PR #3226, opened 2026-07-26
fix(kbli): detach PP28 aviation licensing from space-transport codes 51103/51203 (false-friend sweep)

Balizero1987:
## Summary
Recovered from a pushed-but-never-proposed branch (task #50 origin-branch reconciliation sweep). Two commits: the false-friend fix itself (PP28 aviation-licensing text was incorrectly associated with space-transport KBLI codes 51103/51203) plus its own docs-sync regen.

## Test plan
- [ ] KBLI lane confirms this fix is still consistent with the corpus re-validation work in progress (branch is 10 days old; the KBLI Navigator corner has moved since)

🤖 Recovered via fleet reconciliation sweep (task #50) — flagging for KBLI-lane confirmation given active corpus re-validation, not a hard blocker.


Balizero1987:
Closing — superseded by main's own independent fix, verified by content, not assumption.

Merged `origin/main` into this branch locally to resolve its conflicts and found the KBLI JSON payload (codes 51103/51203) is now byte-identical to main after taking main's side — `git diff origin/main -- apps/mouth/data/KBLI_2025_FINAL_CLEAN.json data/source_documents/KBLI_2025_FINAL_CLEAN.json` returns 0 lines. Main's independent fix (citing BPS Vol.2 lampiran5 p.193, sha `29f17b3b`) went further than this branch's: it fully removes the disputed `per_skala_disputed_pp28_*` block rather than preserving it under an audit key, with a more detailed `_data_note`.

Worse: this branch's test-file change (`scripts/tests/test_kbli_68112_pp28_mice_collision.py`, generalized into a broader false-friend registry) asserts the OLDER contract — that the disputed audit key is preserved. Ran it against current main's data: **6 tests fail**, e.g. `test_disputed_block_preserved_for_audit[51103]` and `[51203]`, because main's data no longer carries that key at all. Merging this branch as-is would land failing tests.

Main already has a proper, more comprehensive replacement: `scripts/tests/test_kbli_false_friend_registry.py`, which explicitly covers 51103/51203 (and 49213/20111/50115/60312/64310/68112) against the actual shipped fix. No gap to fill.

Recovered via task #50's fleet reconciliation (pushed-but-never-proposed branch), and its core fix turned out to already be superseded by independent, better-evidenced work that landed since. Closing rather than merging a no-op that would also add 2 test files' worth of CI cost to a currently 135-deep Actions queue for zero value.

INSTRUCTIONS FOR THE TASK = An exact copy of the listing above is all the answer should hold.

OUTPUT BELOW =
PR #3226, opened 2026-07-26
fix(kbli): detach PP28 aviation licensing from space-transport codes 51103/51203 (false-friend sweep)

Balizero1987:
## Summary
Recovered from a pushed-but-never-proposed branch (task #50 origin-branch reconciliation sweep). Two commits: the false-friend fix itself (PP28 aviation-licensing text was incorrectly associated with space-transport KBLI codes 51103/51203) plus its own docs-sync regen.

## Test plan
- [ ] KBLI lane confirms this fix is still consistent with the corpus re-validation work in progress (branch is 10 days old; the KBLI Navigator corner has moved since)

🤖 Recovered via fleet reconciliation sweep (task #50) — flagging for KBLI-lane confirmation given active corpus re-validation, not a hard blocker.


Balizero1987:
Closing — superseded by main's own independent fix, verified by content, not assumption.

Merged `origin/main` into this branch locally to resolve its conflicts and found the KBLI JSON payload (codes 51103/51203) is now byte-identical to main after taking main's side — `git diff origin/main -- apps/mouth/data/KBLI_2025_FINAL_CLEAN.json data/source_documents/KBLI_2025_FINAL_CLEAN.json` returns 0 lines. Main's independent fix (citing BPS Vol.2 lampiran5 p.193, sha `29f17b3b`) went further than this branch's: it fully removes the disputed `per_skala_disputed_pp28_*` block rather than preserving it under an audit key, with a more detailed `_data_note`.

Worse: this branch's test-file change (`scripts/tests/test_kbli_68112_pp28_mice_collision.py`, generalized into a broader false-friend registry) asserts the OLDER contract — that the disputed audit key is preserved. Ran it against current main's data: **6 tests fail**, e.g. `test_disputed_block_preserved_for_audit[51103]` and `[51203]`, because main's data no longer carries that key at all. Merging this branch as-is would land failing tests.

Main already has a proper, more comprehensive replacement: `scripts/tests/test_kbli_false_friend_registry.py`, which explicitly covers 51103/51203 (and 49213/20111/50115/60312/64310/68112) against the actual shipped fix. No gap to fill.

Recovered via task #50's fleet reconciliation (pushed-but-never-proposed branch), and its core fix turned out to already be superseded by independent, better-evidenced work that landed since. Closing rather than merging a no-op that would also add 2 test files' worth of CI cost to a currently 135-deep Actions queue for zero value.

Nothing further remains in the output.